The economic feasibility of DR programmes is directly influenced by regional tariff design, societal implications, and government incentives [39]. These factors significantly shape the development of small-scale renewable energy production, as evidenced by the policies that have stimulated investment in PV installations among Norwegian households in recent years [40]. An investigation into grid tariff schemes for demand-side management in all-electric houses in Norway by Karlsen et al. demonstrated that all tariff structures incentivised load shifting and reduced peak demand [41]. The Tiered Rate (TR) provided the highest savings per kilowatt-hour shifted by setting subscription limits and overused charges that encourage load reduction above certain thresholds. The ToU tariff promoted load shifting by varying energy prices throughout the day, motivating users to shift consumption to lower-cost periods but requiring increased flexibility. Additionally, the Measured Power (MP) tariff reduced annual costs by charging based on peak power demand during a measurement period, incentivising users to lower their highest loads [42]. Similarly, Garnache et al. reported a 15.3% reduction in peak electricity use, primarily through EVs shifting to off-peak times [43]. This was achieved with a ten-fold price increase, as households adjusted their behaviour in response to critical peak pricing (CPP), leading to load shifting and demand reductions during peak hours. Recent studies indicate that dynamic grid tariffs may exacerbate social inequalities, with households possessing greater flexibility and resources benefiting more from DR programmes, while vulnerable groups face heightened costs and discomfort. Winther and Sundet demonstrate that unequal access to flexibility results in disparate outcomes, underscoring the necessity of integrating justice considerations into tariff design [28]. Addressing these disparities through justice-aware DR models can foster a more equitable energy transition, particularly within Nordic contexts characterised by diverse societal needs. The above studies illustrate an open research area for detailed household modelling to understand better and optimise the effects of tariff structures and social perspectives on the potential participants of DR programmes.

This paper presents a comprehensive Household Energy Scheduler (HES) for managing diverse electricity demands by integrating thermal requirements, non-thermal loads, and e-mobility. The goal is to optimise electricity demand scheduling in relation to self-supply from PV energy production. The proposed model incorporates thermodynamic details of the thermal system, specifically focusing on HP’s water tanks and indoor climate, alongside commonly used shiftable and non-shiftable appliances. Furthermore, it integrates the EV charging and discharging capabilities through smart charging V2H technology. To achieve these, a novel sequential multi-objective optimisation approach based on the lexicographic method is developed and employed, allowing prioritisation of either cost saving or comfort as the main objective.

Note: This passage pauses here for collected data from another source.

PR #709, opened 2022-02-17
Code signing through release pipeline

vibhansa-msft:


souravgupta-msft (approved):

gapra-msft (commented):
Have you tested running this pipeline yet?

gapra-msft (approved):

vibhansa-msft:
> Have you tested running this pipeline yet?

Yes I did run the pipeline and signing part is working fine. Only step not tested so far is to post these binaries on github. Other then that stage everything is green. I have added these signed binaries to our artifacts of pipeline also and there are steps to dump md5sum of each deb/rpm before and after signing just to make sure that files did change as part of image signing.

PR #711, opened 2022-02-18
[FEATURE] Support Write Stream on AzStorage Component

tasherif-msft:


component/azstorage/block_blob.go
```diff
@@ -654,6 +656,186 @@ func (bb *BlockBlob) WriteFromBuffer(name string, metadata map[string]string, da
 	return nil
 }
 
+// GetFileBlockOffsets: store blocks ids and corresponding offsets
+func (bb *BlockBlob) GetFileBlockOffsets(name string) (common.BlockOffsetList, bool, error) {
+	var blockOffset int64 = 0
+	var blockList common.BlockOffsetList
+	blobURL := bb.Container.NewBlockBlobURL(filepath.Join(bb.Config.prefixPath, name))
+	storageBlockList, _ := blobURL.GetBlockList(
```
vibhansa-msft, line 664: err checking and logging missing

internal/base_component.go
```diff
@@ -307,3 +308,10 @@ func (base *BaseComponent) InvalidateObject(name string) {
 		base.next.InvalidateObject(name)
 	}
 }
+
+func (base *BaseComponent) GetFileBlockOffsets(options GetFileBlockOffsetsOptions) (common.BlockOffsetList, bool, error) {
```
gapra-msft, line 312: Can you just add a comment to specify what the bool return type means somewhere?

component/azstorage/block_blob.go
```diff
@@ -654,6 +656,186 @@ func (bb *BlockBlob) WriteFromBuffer(name string, metadata map[string]string, da
...
+			bb.downloadOptions.ClientProvidedKeyOptions)
+		if err != nil {
+			log.Err("BlockBlob::stageAndCommitModifiedBlocks : Failed to stage to blob %s at block %v (%s)", name, blockOffset, err.Error())
+			return err
+		}
+		blockOffset = blk.Size + blockOffset
+	}
+	var blockIDList []string
+	// TODO: we can probably clean up this for loop - move it to types method?
+	for _, blk := range blockList {
```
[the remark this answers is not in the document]
tasherif-msft: if we are modifying in between, we're essentially keeping the same blockIDs that already existed we're just overwriting them. Therefore, we need to maintain the exact same order of the block IDs

common/types.go
```diff
@@ -168,3 +169,40 @@ type LogConfig struct {
...
+	// size of mod block list
+	size := int64(0)
+	currentBlockOffset := offset
+	var modBlockList BlockOffsetList
+	// TODO: change this to binary search (logn) for better perf
+	for _, blk := range bol {
+		if currentBlockOffset >= blk.StartIndex && currentBlockOffset <= blk.EndIndex && currentBlockOffset <= offset+length {
+			modBlockList = append(modBlockList, blk)
+			size += blk.Size
+			currentBlockOffset = blk.EndIndex
```
gapra-msft, line 193: can you break once you know youre past the required offset?

common/types.go
```diff
@@ -168,3 +169,40 @@ type LogConfig struct {
...
+		}
+	}
+	return modBlockList, size, offset+length >= bol[len(bol)-1].EndIndex
```
gapra-msft, line 196: Can you add a comment for what the bool return is for? Just for easy reading

gapra-msft: This is if we need to create more blocks right?

common/types.go
```diff
@@ -168,3 +169,40 @@ type LogConfig struct {
...
+}
+
+// NewUUID returns a new uuid using RFC 4122 algorithm with the given length.
+func NewUUID(length int64) []byte {
```
gapra-msft, line 200: Just wondering, does the GoSDK already have a method like this that we can borrow?

tasherif-msft: they have one but it doesn't support the length variable, so I decided to just have a version we maintain

common/types.go
tasherif-msft: done

component/azstorage/block_blob.go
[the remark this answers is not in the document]
vibhansa-msft: So is that supported where you can keep the block-Id same but change the content. As per my understanding we need to reupload the modified block with a new block-id and then update block-list to contain that new block id.

component/azstorage/block_blob.go
```diff
@@ -654,6 +656,197 @@ func (bb *BlockBlob) WriteFromBuffer(name string, metadata map[string]string, da
...
+	blobURL := bb.Container.NewBlockBlobURL(filepath.Join(bb.Config.prefixPath, name))
+
+	// does the file consist of blocks?
+	multipleBlocks := true
+	// tracks the case where our offset is great than our current file size (appending only - not modifying pre-existing data)
+	appendOnly := false
+	var blockList common.BlockOffsetList
+	var dataBuffer *[]byte
+
+	// if this is not 0 then we passed a cached block ID list - from stream for example
```
gapra-msft, line 746: instead of saying something like, "if this is not 0", which is descriptive from the code, could you add like when this is 0, this means this

component/azstorage/azstorage.go
```diff
@@ -347,15 +347,20 @@ func (az *AzStorage) ReadInBuffer(options internal.ReadInBufferOptions) (len int
...
 	}
 
-	len = int(dataLen)
+	length = int(dataLen)
 	return
 }
 
 func (az *AzStorage) WriteFile(options internal.WriteFileOptions) (int, error) {
-	err := az.storage.WriteFromBuffer(options.Handle.Path, nil, options.Data)
+	err := az.storage.Write(options.Handle.Path, options.Offset, int64(len(options.Data)), options.Data, options.FileOffsets)
```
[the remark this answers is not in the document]
tasherif-msft: by libfuse definition we say "libfuse_write writes data to an open file" and then it uses write_file. I think both methods should be one in the same

common/types.go
```diff
@@ -168,3 +169,71 @@ type LogConfig struct {
...
+}
+
+// list that holds blocks containing ids and corresponding offsets
+type BlockOffsetList struct {
+	BlockOffsetList []*Block //blockId to offset mapping
+	SmallFile       bool     // does it consist of blocks
+	Cached          bool     // is it cached?
+}
+
+func (bol BlockOffsetList) binarySearch(offset int64) (bool, int) {
```
gapra-msft, line 187: Can you add some unit tests for this?

common/types.go
```diff
@@ -168,3 +169,71 @@ type LogConfig struct {
...
+			lowerBound = middleIndex + 1
+			// if the start index is larger than the offset we need to decrease our upper bound
+		} else if bol.BlockOffsetList[middleIndex].StartIndex > offset {
+			higherBound = middleIndex - 1
+		}
+	}
+	return false, 0
+}
+
+func (bol BlockOffsetList) FindBlocksToModify(offset, length int64) (*BlockOffsetList, int64, bool) {
```
gapra-msft, line 206: unit test for this too

component/azstorage/block_blob.go
```diff
@@ -653,6 +655,195 @@ func (bb *BlockBlob) WriteFromBuffer(name string, metadata map[string]string, da
...
+	}
+
+	// case 1: file consists of no blocks (small file)
+	if fileOffsets.SmallFile {
+		// get all the data
+		oldData, _ := bb.ReadBuffer(name, 0, 0)
+		// update the data with the new data
+		// if we're only overwriting existing data
+		if int64(len(oldData)) >= offset+length {
+			copy(oldData[offset:], data)
```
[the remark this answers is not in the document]
gapra-msft: maybe we can add an item to investigate this. any copying we can get rid of can help us improve perf

component/libfuse/libfuse_handler.go
```diff
@@ -583,9 +583,11 @@ func libfuse_write(path *C.char, buf *C.char, size C.size_t, off C.off_t, fi *C.
 	data := (*[1 << 30]byte)(unsafe.Pointer(buf))
 	bytesWritten, err := fuseFS.NextComponent().WriteFile(
 		internal.WriteFileOptions{
-			Handle: handle,
-			Offset: int64(offset),
-			Data:   data[:size],
+			Handle:       handle,
```
vibhansa-msft, line 586: Similar handling is missing in libfuse2_handler.go

component/azstorage/block_blob.go
```diff
@@ -653,6 +655,195 @@ func (bb *BlockBlob) WriteFromBuffer(name string, metadata map[string]string, da
...
+func (bb *BlockBlob) Write(name string, offset, length int64, data []byte, fileOffsets, modFileOffsets *common.BlockOffsetList) error {
+	defer log.TimeTrack(time.Now(), "BlockBlob::Write", name)
+	log.Trace("BlockBlob::Write : name %s offset %v", name, offset)
+	blobURL := bb.Container.NewBlockBlobURL(filepath.Join(bb.Config.prefixPath, name))
+	// tracks the case where our offset is great than our current file size (appending only - not modifying pre-existing data)
+	appendOnly := false
+	var dataBuffer *[]byte
+
+	// when the file offset mapping is cached we don't need to make a get block list call
+	if !fileOffsets.Cached {
```
vibhansa-msft, line 746: fileOffsets and modFileOffsets are of pointer type here and we shall check them against nil for safety.
As these are not populated in fuse2, when I tried running this code it was crashing.

component/azstorage/block_blob.go
```diff
@@ -653,6 +655,195 @@ func (bb *BlockBlob) WriteFromBuffer(name string, metadata map[string]string, da
...
+		fileOffsets, err = bb.GetFileBlockOffsets(name)
+		if err != nil {
+			return err
+		}
+	}
+
+	// case 1: file consists of no blocks (small file)
+	if fileOffsets.SmallFile {
+		// get all the data
+		oldData, _ := bb.ReadBuffer(name, 0, 0)
```
vibhansa-msft, line 757: If the current file we are writing to is a newly created file or file size is 0 then we shall not attempt to read the data. This will be just an extra call which we know will not get any data from container.

component/azstorage/block_blob.go
```diff
@@ -653,6 +655,195 @@ func (bb *BlockBlob) WriteFromBuffer(name string, metadata map[string]string, da
...
+		if int64(len(oldData)) >= offset+length {
+			copy(oldData[offset:], data)
+			dataBuffer = &oldData
+			// else appending and/or overwriting
+		} else {
+			// new data buffer with the size of old and new data
+			newDataBuffer := make([]byte, offset+length)
+			// copy the old data into it
+			// TODO: better way to do this?
+			copy(newDataBuffer, oldData)
```
vibhansa-msft, line 769: If current data is getting overwritten (when current offset is 0) or there was no data in file (newly created files) this extra buffer allocation and copy from one slice to other shall be ignored.

component/azstorage/block_blob.go
```diff
@@ -653,6 +655,195 @@ func (bb *BlockBlob) WriteFromBuffer(name string, metadata map[string]string, da
...
+			oldData = nil
+			// overwrite with the new data we want to add
+			copy(newDataBuffer[offset:], data)
```
vibhansa-msft, line 772: There are two copies being done to newDataBuffer first with oldData and then appending the newData, we shall think of some better solution here.

component/azstorage/block_blob.go
tasherif-msft: This would be difficult to achieve on the azstorage component as it means we would need to keep track of newly created files.

vibhansa-msft: In current implementation I was trying to upload a file of some 30MB, for every write of 128KB it first downloads the file and then append the data and uploads it back. And it keeps repeating the same for every such write operation. It will be very highly unoptimized solution with this approach until stream component kicks in. May be for POC part its fine but we asking anyone to use this for their real use-case may have issues.

component/azstorage/azstorage.go
```diff
@@ -352,10 +352,15 @@ func (az *AzStorage) ReadInBuffer(options internal.ReadInBufferOptions) (length
 }
 
 func (az *AzStorage) WriteFile(options internal.WriteFileOptions) (int, error) {
-	err := az.storage.WriteFromBuffer(options.Handle.Path, nil, options.Data)
+	err := az.storage.Write(options.Handle.Path, options.Offset, int64(len(options.Data)), options.Data, options.FileOffsets, options.ModBlockList)
```
vibhansa-msft, line 355: Here we are updating the actual content on container with every write and not wait for flush/close. We need to document this that even after doing write if you just ignore close/flush call from application data will be persisted. This does not happen with regular file-cache based flow as we upload only on flush/close.

component/azstorage/block_blob.go
```diff
@@ -653,6 +655,200 @@ func (bb *BlockBlob) WriteFromBuffer(name string, metadata map[string]string, da
...
+	log.Trace("BlockBlob::Write : name %s offset %v", name, offset)
+	blobURL := bb.Container.NewBlockBlobURL(filepath.Join(bb.Config.prefixPath, name))
+	// tracks the case where our offset is great than our current file size (appending only - not modifying pre-existing data)
+	appendOnly := false
+	var dataBuffer *[]byte
+
+	// when the file offset mapping is cached we don't need to make a get block list call
+	if fileOffsets != nil && !fileOffsets.Cached {
+		var err error
+		fileOffsets, err = bb.GetFileBlockOffsets(name)
```
vibhansa-msft, line 748: Inside this method we crate NewBlockBlobURL and just in line 740 also we created the same, Can we do something better in terms of creating it only once

component/azstorage/block_blob.go
```diff
@@ -653,6 +655,200 @@ func (bb *BlockBlob) WriteFromBuffer(name string, metadata map[string]string, da
...
+			dataBuffer = &oldData
+			// else appending and/or overwriting
+		} else {
+			// if the file is not empty then we need to combine the data
+			if len(oldData) > 0 {
+				// new data buffer with the size of old and new data
+				newDataBuffer := make([]byte, offset+length)
+				// copy the old data into it
+				// TODO: better way to do this?
+				copy(newDataBuffer, oldData)
```
vibhansa-msft, line 771: If new offset is 0 then we can skip this part of copying old data

common/types.go
```diff
@@ -168,3 +169,71 @@ type LogConfig struct {
...
+	// size of mod block list
+	size := int64(0)
+	currentBlockOffset := offset
+	modBlockList := BlockOffsetList{}
+	found, index := bol.binarySearch(offset)
```
vibhansa-msft, line 211: Block Size for a given file will be fixed as in all blocks of a given file will be of same size. If that is true then there is no need to search the blocks. We can directly convert offset to index and see how many block we are going to create/overwrite.

component/azstorage/block_blob.go
```diff
@@ -653,6 +655,200 @@ func (bb *BlockBlob) WriteFromBuffer(name string, metadata map[string]string, da
...
+	} else {
+		modifiedBlockList, oldDataSize, exceedsFileBlocks := fileOffsets.FindBlocksToModify(offset, length)
+		// keeps track of how much new data will be appended to the end of the file (applicable only to case 3)
+		newBufferSize := int64(0)
+		// case 3?
+		if exceedsFileBlocks {
+			// get length of blockID in order to generate a consistent size block ID so storage does not throw
+			existingBlockId, _ := base64.StdEncoding.DecodeString(fileOffsets.BlockOffsetList[0].Id)
+			blockIdLength := len(existingBlockId)
+			appendOnly, newBufferSize = bb.createNewBlocks(modifiedBlockList, fileOffsets, offset, length, int64(blockIdLength))
```
vibhansa-msft, line 797: We are modifying existing blocks here and then below code we modify the last block seperatly before doing stage and commit. This looks little duplicate stuff as base objective is to modify some/all data in a given block. We shall think of simplifying this code further.

component/azstorage/block_blob.go
```diff
@@ -653,6 +655,200 @@ func (bb *BlockBlob) WriteFromBuffer(name string, metadata map[string]string, da
...
+			return err
+		}
+	}
+	return nil
+}
+
+// TODO: make a similar method facing stream that would enable us to write to cached blocks then stage and commit
+func (bb *BlockBlob) stageAndCommitModifiedBlocks(name string, blobURL azblob.BlockBlobURL, data []byte, modifiedBlockList, blockList *common.BlockOffsetList) error {
+	blockOffset := int64(0)
+	for _, blk := range modifiedBlockList.BlockOffsetList {
```
vibhansa-msft, line 819: Here we pass two lists one containing all the blocks and one containing only modified blocks and we end up iterating both one by one. Can we use just one list containing all the blocks and in that have a flag per block which marks which is modified and which is "as is" then in single iteration we can create the new list.

vibhansa-msft: if the block is modified then we can just stage it in the same loop too

component/azstorage/block_blob.go
```diff
@@ -653,6 +655,200 @@ func (bb *BlockBlob) WriteFromBuffer(name string, metadata map[string]string, da
...
+	}
+	_, err := blobURL.CommitBlockList(context.Background(),
+		blockIDList,
+		azblob.BlobHTTPHeaders{ContentType: getContentType(name)},
+		nil,
+		bb.blobAccCond,
+		bb.Config.defaultTier,
+		nil, // datalake doesn't support tags here
+		bb.downloadOptions.ClientProvidedKeyOptions)
+	if err != nil {
```
vibhansa-msft, line 845: If this commit block list fails then entire write operation is failure and we loose the changes right?

common/types.go
```diff
@@ -168,3 +169,71 @@ type LogConfig struct {
 	FileCount   uint64
 	TimeTracker bool
 }
+
+type Block struct {
+	Id         string
```
vibhansa-msft, line 174: As there are many blocks stored in the system lets arrange the fields in bye order, put all 64 bit fields before the name to conserve memory.

vibhansa-msft: same applies for all structures which will be stored in bulk

common/types.go
```diff
@@ -168,3 +169,71 @@ type LogConfig struct {
...
+	StartIndex int64
+	EndIndex   int64
+	Size       int64
+}
+
+// list that holds blocks containing ids and corresponding offsets
+type BlockOffsetList struct {
+	BlockOffsetList []*Block //blockId to offset mapping
```
vibhansa-msft, line 182: Name of the structure and this field are same is this intentional?

common/types.go
```diff
@@ -168,3 +169,71 @@ type LogConfig struct {
...
+	SmallFile       bool     // does it consist of blocks
```
vibhansa-msft, line 183: If block list is empty then its implicit that file is not blocked, do we need this flag seperatly?

common/types.go
```diff
@@ -168,3 +169,71 @@ type LogConfig struct {
...
+	found, index := bol.binarySearch(offset)
+	if !found {
+		return &modBlockList, 0, true
+	}
+	// after the binary search just iterate to find the remaining blocks
+	for _, blk := range bol.BlockOffsetList[index:] {
+		if blk.StartIndex > offset+length {
+			break
+		}
+		if currentBlockOffset >= blk.StartIndex && currentBlockOffset < blk.EndIndex && currentBlockOffset <= offset+length {
```
vibhansa-msft, line 220: Instead of generating a list of blocks to be modified, as blocks are always in ascending order of offset we can just return the first block from where the modification starts and then the write method can just start from that block and keep modifying until length of write operation and doing the same it can create new block if required. This will simplify the logic a bit I feel.

component/azstorage/block_blob.go
```diff
@@ -653,6 +655,200 @@ func (bb *BlockBlob) WriteFromBuffer(name string, metadata map[string]string, da
...
+			newBlock := bb.createBlock(blockIdLength, startIndex, bb.Config.blockSize)
+			modBlockList.BlockOffsetList = append(modBlockList.BlockOffsetList, newBlock)
+			blockList.BlockOffsetList = append(blockList.BlockOffsetList, newBlock)
+			startIndex = newBlock.EndIndex
+			// reset the counter since it will help us to determine if there is leftovers at the end
+			counter = 0
+		}
+	}
+	if counter != 0 {
+		newBlock := bb.createBlock(blockIdLength, startIndex, counter)
```
vibhansa-msft, line 729: These 3 lines are duplicate code, within loop also we are doing the same. unify them.

component/azstorage/block_blob.go
vibhansa-msft: CreateNewBlocks is only generating new blocks I see then where is the loop to modify one or more blocks which are getting affected due to write operation. Below code modifies only one block.

internal/base_component.go
```diff
@@ -307,3 +308,10 @@ func (base *BaseComponent) InvalidateObject(name string) {
 		base.next.InvalidateObject(name)
 	}
 }
+
+func (base *BaseComponent) GetFileBlockOffsets(options GetFileBlockOffsetsOptions) (*common.BlockOffsetList, error) {
```
vibhansa-msft, line 312: We need to add this method prototype to component interface. BaseComponent is just implementation of that interface.

component/azstorage/azstorage.go
tasherif-msft: yes the azstorage component and this `write` code is stateless. In the stream layer we can delay flushes.

common/types.go
tasherif-msft: You can't guarantee that. Blocks in a file can be of variable lengths. If they used other SDKs etc to append to the file.

common/types.go
gapra-msft: is there a rule about this?

component/azstorage/block_blob.go
tasherif-msft: yea if the flush fails then the entire operation fails. Once again with our pipeline approach storage is not meant to maintain a state and therefore if something fails (just like any of the other operations on azstorage with two calls) then operation fails.

component/azstorage/block_blob.go
tasherif-msft: I'm not sure I follow here - we can discuss offline

component/azstorage/azstorage.go
vibhansa-msft: Yes I understood the flow but my suggestion is to document this part clearly in the README under some streaming section that 1. it will update file on every write 2. it will not be very performant if new file is getting created or file is written serially

common/types.go
vibhansa-msft: is this possible that blocks of the same file are variable length in nature ? My understanding was that all blocks have to be of same size.

component/azstorage/block_blob.go
vibhansa-msft: Sure we can discuss, base idea is we are iterating these two block lists multiple times in flow so we can think of simplifying the solution.

common/types.go
vibhansa-msft: there is no rule for that but structure and its member having same name does not make any sense logically.

vibhansa-msft: when you refer it it will be more list BlockOffsetList.BlockOffsetList[]

common/types.go
tasherif-msft: I'll look into removing this

common/types.go
tasherif-msft: Yes blocks can be of variable lengths

component/azstorage/azstorage.go
tasherif-msft: Will mention in the README.

component/azstorage/block_blob.go
```diff
@@ -653,6 +656,181 @@ func (bb *BlockBlob) WriteFromBuffer(name string, metadata map[string]string, da
...
+		}
+	}
+
+	// case 1: file consists of no blocks (small file)
+	if fileOffsets != nil && fileOffsets.SmallFile {
+		// get all the data
+		oldData, _ := bb.ReadBuffer(name, 0, 0)
+		// update the data with the new data
+		// if we're only overwriting existing data
+		if int64(len(oldData)) >= offset+length {
```
tasherif-msft, line 739: we can potentially reduce this if else if we knew the old data size before hand (file size)

internal/base_component.go
tasherif-msft: Will add to the component interface.

component/azstorage/block_blob.go
tasherif-msft: explained offline

common/types.go
```diff
@@ -163,8 +164,77 @@ func (ep *EvictionPolicy) Parse(s string) error {
 
 type LogConfig struct {
 	Level       LogLevel
```
vibhansa-msft, line 166: As this structure is created only once in one run, it shall be ok even if its unaligned. We need restructuring of fields when we allocate that structure in bulk.

common/types.go
```diff
@@ -163,8 +164,77 @@ func (ep *EvictionPolicy) Parse(s string) error {
...
+			lowerBound = middleIndex + 1
+			// if the start index is larger than the offset we need to decrease our upper bound
+		} else if bol.BlockList[middleIndex].StartIndex > offset {
+			higherBound = middleIndex - 1
+		}
+	}
+	return false, 0
+}
+
+func (bol BlockOffsetList) FindBlocksToModify(offset, length int64) (int, int64, bool, bool) {
```
vibhansa-msft, line 206: Can we add comment on top for all the return values as to what they mean.

common/types.go
```diff
@@ -163,8 +164,77 @@ func (ep *EvictionPolicy) Parse(s string) error {
...
 type LogConfig struct {
 	Level       LogLevel
-	FilePath    string
 	MaxFileSize uint64
 	FileCount   uint64
+	FilePath    string
 	TimeTracker bool
 }
+
+type Block struct {
```
vibhansa-msft, line 173: There are not very common types. Only stream and azstorage components will need it. Shall we move them to a new file and name it accordingly which clearly says its related to streaming.

common/types_test.go
```diff
@@ -0,0 +1,97 @@
...
+
+func (suite *typesTestSuite) SetupTest() {
+	suite.assert = assert.New(suite.T())
+}
+
+func TestGenerateConfig(t *testing.T) {
+	suite.Run(t, new(typesTestSuite))
+}
+
+func (suite *typesTestSuite) TestBinarySearch() {
```
vibhansa-msft, line 56: We shall move cases here
- we modify just one block
- we modify multiple blocks
- we modify one block and extend
- we modify multiple blocks and extend
- offset is not found in the list
- offsets we are searching are on start/end boundaries

component/azstorage/azstorage.go
vibhansa-msft, line 355: Like we did for our component interface, shall we also pass a structure instead of so many arguments. That will make it easy to modify in the future.

component/azstorage/block_blob.go
```diff
@@ -653,6 +656,179 @@ func (bb *BlockBlob) WriteFromBuffer(name string, metadata map[string]string, da
...
+		}
+	}
+	return nil
+}
+
+// TODO: make a similar method facing stream that would enable us to write to cached blocks then stage and commit
+func (bb *BlockBlob) stageAndCommitModifiedBlocks(name string, data []byte, index int, offsetList *common.BlockOffsetList) error {
+	blobURL := bb.Container.NewBlockBlobURL(filepath.Join(bb.Config.prefixPath, name))
+	blockOffset := int64(0)
+	for _, blk := range offsetList.BlockList[index:] {
```
vibhansa-msft, line 795: 795 and 814 loop can be combined. Just iterate the entire list once. For each item append id to blockidList and if the block is modified then stage it in the same loop.

vibhansa-msft: This will also help us to reuse the exact same method when stream component kicks in as it will mostly send the blockIdList where multiple blocks are marked as modified and they may not be adjacent to each-other (random write case)

component/azstorage/connection.go
```diff
@@ -111,6 +112,8 @@ type AzConnection interface {
 
 	WriteFromFile(name string, metadata map[string]string, fi *os.File) error
 	WriteFromBuffer(name string, metadata map[string]string, data []byte) error
+	Write(name string, offset int64, len int64, data []byte, fileOffsets, modBlockList *common.BlockOffsetList) error
```
vibhansa-msft, line 115: convert all these params to structure

vibhansa-msft (approved):

component/azstorage/datalake_test.go
```diff
@@ -691,6 +692,280 @@ func (s *datalakeTestSuite) TestCreateFile() {
 	s.assert.Empty(props.XMsProperties())
 }
 
+func (s *datalakeTestSuite) TestWriteSmallFile() {
```
gapra-msft, line 695: Can we add some error cases here? Appending to an offset > file size?

gapra-msft (approved):

common/types.go
tasherif-msft: I think we should keep it in common, it would be a little strange creating a file used explicitly by stream and azstorage

common/types_test.go
tasherif-msft: I'm not sure I get what you mean, all these cases are tested across here and block blob tests, could you clarify?

component/azstorage/datalake_test.go
tasherif-msft: technically appending offset larger than file size is allowed by the FS it will just be a bunch of `\x00` and we mimic that. I can add a test for this case.

component/azstorage/block_blob.go

common/types.go
tasherif-msft: done

component/azstorage/azstorage.go
tasherif-msft: I can make that change in a separate pr to change all the azstorage methods to take in options bags, I don't think this change should be made here.

component/azstorage/connection.go
tasherif-msft: I can make that change in a separate pr to change all the azstorage methods to take in options bags, I don't think this change should be made here.

component/azstorage/datalake_test.go
vibhansa-msft: Ok so thats a valid test case I see. Do we have it in our UT just to validate that it works and does create 0 data buffers. One part I suspect here is we will create a memory chunk and copy only at certain offset leaving the other byes as is. In lang like C/C++ these untouched bytes will be garbadge and not 0. Can you validate its 0 in go otherwise we will need to fill them explicitly with 0s.

souravgupta-msft (approved):

component/azstorage/datalake_test.go
tasherif-msft: Done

This choice is based on household preferences and allows for multi-objective optimisation rather than pre-allocated engagement levels. This study therefore contributes to a deeper understanding of the cost-comfort trade-off in a fully electrified solar-integrated pilot house, leveraging real-world data for a more reliable assessment specifically in cold-climate regions. Furthermore, the model emphasises Norway’s unique flexibility potential in electricity demands for heating and e-mobility, along with different solar PV production patterns, while remaining applicable to other regions with minimal modifications. Analysing both hourly snapshots and prolonged runs reveals the effectiveness of the proposed approach in optimising electricity demand and household transactions with the grid. Additionally, multiple cost-priority and comfort-priority scenarios are defined to evaluate the performance of the proposed implicit DR programme under various grid tariff designs, including variable pricing and fixed pricing. This study also explores how adjustments to the grid tariff model can foster renewable developments and benefit households through innovative mechanisms such as local energy trading.

The remainder of this paper is structured as follows: Section 2 outlines the modelling of the multi-objective optimisation problem for the proposed implicit DR programme. Section 3 showcases the living lab case study conducted on a Norwegian household. Section 4 examines the results obtained from the study from both hourly and prolonged analyses perspectives. Finally, Section 5 provides the conclusions and highlights potential future research directions.

2. Modelling

2.1. Household Electricity Demands

The focus of the modelling practice is on the daily energy management of a fully electric household. The proposed price-based DR programme identifies the optimal strategy for scheduling the household’s electricity demands given the input data. As this study aims to provide an inclusive analysis in a real-world setup, various demands are considered in the presence of PV energy production. These demands include thermal, non-thermal, and e-mobility needs. Thermal demand is divided into space heating and water heating, while non-thermal demands account for shiftable and non-shiftable demands based on their criticality in activation time [44], and e-mobility pertains to home EV charger.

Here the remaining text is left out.